Мне снится сон. Мы стоим на вершине холма у маяка, хлещет холодный ливень, от которого промокли и потяжелели мои ботинки, и джинсы превратились в ледяную вторую кожу, блещут молнии, на долю секунды освещая мрачный, бушующий океан где-то далеко внизу. Все как тогда, как в тот раз, когда в заливе у самого города медленно вращался чудовищный смерч, и Аркадия-Бэй распадался, отдавая ему дань зданиями, животными, людьми — да и самим собой тоже.
Час расплаты.
Мы одни, только вдвоем, я и Малышка — и она должна что-то сделать, что-то важное, что постоянно ускользает из памяти, оставляя за собой горькое ощущение потери. Ее лицо бело как снег, из носа течет кровь, черная в неживом свете молний, пальцы скрючены в тщетной попытке удержаться по эту сторону жизни.
Она шепчет что-то, так тихо, что мне приходится приблизиться, чтобы расслышать. Разбрасывает холодные брызги дождь, ветер свивается в тугие мертвые хлысты, стегающие покорную траву.
— Не могу… так тяжело…
— Давай, Макс, ты справишься! — кричу я и сама не слышу своего голоса.
— Слишком далеко… не успеваю… — выдыхает она, и вдруг кровь начинает даже не течь, а хлестать из носа. «Перенапряжение» — понимаю я. «Она не выдержит», — понимаю я.
Время останавливается. Плотные, блестящие в свете молнии струи дождя замирают в воздухе диковинными сосульками, да и сама молния тоже висит в пустоте пугающим украшением. Обычно она успевает погаснуть до того, как медленный мозг что-либо сообразит, оставив только рваные изгибы на сетчатке. Но сейчас она застывает, как застыло само время вокруг.
Малышка снова шепчет что-то, ее глаза закрыты. Я падаю на колени, приподнимаю ей голову. Дерьмо, дерьмо, как же я пропустила это… Ну, не углядела… Остановить бы кровь…
— Прости, Хлоя… я не хочу этого делать… но дело в тебе, — говорит вдруг она и открывает глаза. В них отражается свет молнии, зависшей над темной массой воды. Слипшиеся волосы обрамляют ее лоб плотным куполом, кровь стекает на левую сторону мокрыми дорожками.
— Я знаю, Макс, знаю, — отвечаю, не думая.

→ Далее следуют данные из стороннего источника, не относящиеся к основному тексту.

PR #928, opened 2016-07-05
Changed/Fixed go-to-def using tabs

cfsalguero:
If you are using tabs, go-to-def not always switches to the correct tab
if the file is already open in a different tab.
I've simplified the switching by using Vim's 'drop' command instead of
manually checking for the correct tab.
This was tested on Neovim as well.

### DIFF
--- a/autoload/go/def.vim
+++ b/autoload/go/def.vim
@@ -100,18 +100,20 @@ function! s:jump_to_declaration(out, mode)
 
   " jump to existing buffer if, 1. we have enabled it, 2. the buffer is loaded
   " and 3. there is buffer window number we switch to
-  if a:mode == "tab"
-    exec 'tab drop '.filename
-  elseif get(g:, 'go_def_reuse_buffer', 0) && bufloaded(filename) != 0 && bufwinnr(filename) != -1
-    exec 'drop '.filename
+  let cmd='edit '
+  if get(g:, 'go_def_reuse_buffer', 0) && bufloaded(filename) != 0 && bufwinnr(filename) != -1
+    " jumpt to existing buffer if it exists
+    execute bufwinnr(filename) . 'wincmd w'
+  elseif a:mode == "tab"
+    let cmd='tab drop '
   elseif a:mode == "split"
-    split 
-    exec 'edit '.filename
+    split
   elseif a:mode == "vsplit"
     vsplit
-    exec 'edit '.filename
   endif
 
+  " open the file and jump to line and column
+  exec cmd.filename
   call cursor(line, col)
 
   " also align the line to middle of the view
--- a/autoload/go/def.vim
+++ b/autoload/go/def.vim
@@ -100,22 +100,18 @@ function! s:jump_to_declaration(out, mode)
 
   " jump to existing buffer if, 1. we have enabled it, 2. the buffer is loaded
   " and 3. there is buffer window number we switch to
-  if get(g:, 'go_def_reuse_buffer', 0) && bufloaded(filename) != 0 && bufwinnr(filename) != -1
-    " jumpt to existing buffer if it exists
-    execute bufwinnr(filename) . 'wincmd w'
-  elseif a:mode == "tab"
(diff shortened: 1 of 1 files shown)


bhcleek:
I've found two issues with this PR.

First, if the current buffer is unmodified, and you try to jump using `gd` to an identifier that's in another file, the buffer doesn't change. The cursor, though, is placed on the line of the current buffer on which the identifier is defined in the buffer that wasn't loaded.

Second, if the current buffer is modified, and you try to jump using `gd` to an identifier that's in another file, an error occurs, and the cursor doesn't jump as expected.

percona-csalguero:
@bhcleek I've made a new fix.
I wasn't using buffers before (I always use tabs). Could you check this new commit please?
Thanks.

bhcleek:
That fixes the first issue. The second issue, though, still isn't resolved. However, I don't think it's necessarily the job of this PR to resolve it, since the problem already exists on master. If this gets merged, I'll submit a PR to resolve the second issue.

fatih:
Hi @cfsalguero 

I've tried to test this for the following file (put my cursor on top of `Println`:

```go
package main

import "fmt"

func main() {
	fmt.Println("vim-go")
}
```

but I'm receiving this error:

```
E319: Sorry, the command is not available in this version: tab drop /usr/local/go/src/fmt/print.go
```

I'm using HEAD of Vim, currently it's 7.4 Patch 2085 with Huge version. These are the options that are enabled as well:

```
+acl             +cmdline_hist    -ebcdic          -gettext         +localmap        -mouse_sysmouse  +postscript      +startuptime     +timers          +windows
+arabic          +cmdline_info    +emacs_tags      -hangul_input    +lua             +mouse_urxvt     +printer         +statusline      +title           +writebackup
+autocmd         +comments        +eval            +iconv           +menu            +mouse_xterm     +profile         -sun_workshop    -toolbar         -X11
-balloon_eval    +conceal         +ex_extra        +insert_expand   +mksession       +multi_byte      +python          +syntax          +user_commands   -xfontset
-browse          +cryptv          +extra_search    +job             +modify_fname    +multi_lang      -python3         +tag_binary      +vertsplit       -xim
++builtin_terms  +cscope          +farsi           +jumplist        +mouse           -mzscheme        +quickfix        +tag_old_static  +virtualedit     -xsmp
+byte_offset     +cursorbind      +file_in_path    +keymap          -mouseshape      +netbeans_intg   +reltime         -tag_any_white   +visual          -xterm_clipboard
+channel         +cursorshape     +find_in_path    +langmap         +mouse_dec       +num64           +rightleft       -tcl             +visualextra     -xterm_save
+cindent         +dialog_con      +float           +libcall         -mouse_gpm       +packages        +ruby            +termguicolors   +viminfo         -xpm
-clientserver    +diff            +folding         +linebreak       -mouse_jsbterm   +path_extra      +scrollbind      +terminfo        +vreplace
+clipboard       +digraphs        -footer          +lispindent      +mouse_netterm   +perl            +signs           +termresponse    +wildignore
+cmdline_compl   -dnd             +fork()          +listcmds        +mouse_sgr       +persistent_undo +smartindent     +textobjects     +wildmenu
```

Seems like this only exists for certain versions. If yes what is it?

fatih:
Oh seems like this is only valid if it's compiled with `gui`:

```
{only available when compiled with a GUI}
```

Carpetsmoker:
This feature uses `+clientserver`, which is implemented using the X API...

At any rate, there is a reason I stopped using everything that depends on this feature: there is no timeout when waiting for a process to respond.
For example, let's say I open `a.go` in one Vim instance, hit `<C-z>` to do something else, and then open `a.go in another Vim process. The second Vim process will now hang indefinitely because it's waiting for the first Vim process to respond...

I don't know if many people use `<C-z>` like this − I often use it anyway...

fatih:
I'm closing this as it's not compatible without guarding it and can't be merged as well. Please reopen a clean PR with the latest changes. Thanks.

Дело, похоже, дрянь, но я все равно смогу спасти ее, как она спасала меня уже не раз, вернуть услугу, вернуть ее, мою лучшую подругу, хоть я и не умею отматывать время.
— Я пробовала уже столько раз, — ее голос все так же тих, но я слышу его очень четко, и кровь внутри, замерзшая от безжалостного, мерзкого дождя, кажется, начинает закипать. — Но всегда получается одно и то же. Я устала, Хлоя, просто устала… я не могу.
— Ничего не бойся, Супер-Макс, я все сделаю, — я осторожно вытираю красное с ее лица, и на оплаканных дождем пальцах расплывается густая влага. — Я с тобой, я не оставлю тебя, все будет хорошо. Мы выберемся, мы вместе навсегда, помнишь?
Я правда в это верю, хотя с глазами, похоже, что-то неладно — изображение двоится, и веки тяжелеют. Становится тепло — но это просто иллюзия. Малышка плачет…
А потом знакомым жестом вскидывает руку. И вдруг оказывается, что не было этих безумных семи дней, чудесного спасения, вечера на свалке, бассейна, разговора с Фрэнком, вечеринки в клубе «Циклон», да и Малышки тоже — с самых тех пор, как пять лет назад она уехала с семьей в Сиэтл, и с тех пор не прислала мне ни единой весточки. Не было радости, не было счастья, не было всех этих нелепых и смешных и потрясающих подвигов, ни единой мелочи — даже того глупого, ненужного, но такого важного в конечном счете поцелуя.
И меня, в общем, уже не было тоже.
* * *
Что если бы я не произнесла больше ни слова?
Что изменилось бы в твоей прекрасной новой жизни?
Омрачило бы твое милое личико печаль, или ты просто улыбнулась бы, предоставив мне право расправляться с собой так, как сочту нужным?
Или ты перехватила бы контроль?
По всему побережью без остановки передавали штормовое предупреждение, поэтому машин на дороге почти что не было, и я выжимала из старого пикапа все возможное до последнего фута, но даже так получалось не больше пятидесяти миль в час. Нужна была новая машина, но как это провернуть, мы понятия не имели. То есть я имела, конечно — близкое общение с Фрэнком не прошло даром — но Малышка наотрез отказалась как от моих отмычек, так и от своего дара, чтобы решить этот вопрос.
Вчера, например, пришлось повозиться, чтобы найти мотель для ночлега — в первом, на который мы нацелились, хозяевами была пожилая супружеская пара, и они так осуждающе уставились на меня, стоило заявить, что нам хватит простой двухместной кровати, что Малышка сочла за лучшее побыстрее свалить, благо, никакого ай-ди этим ретро-говнюкам я показать не успела.
Можно было отмотать время и сделать все по-хорошему, но злоупотреблять способностями Малышки не стоило. Частая перемотка даже на несколько секунд назад сказывалась на ней неважно — сбивалось дыхание, лопались сосудики в глазах, шла носом кровь, на лбу набухали капли пота размером с десятицентовик. Так что мы изо всех сил старались пока вообще не отматывать, справляться без помощи потусторонних сил. Одного торнадо, оставившего от Аркадия-Бэй груду обломков, было более чем достаточно.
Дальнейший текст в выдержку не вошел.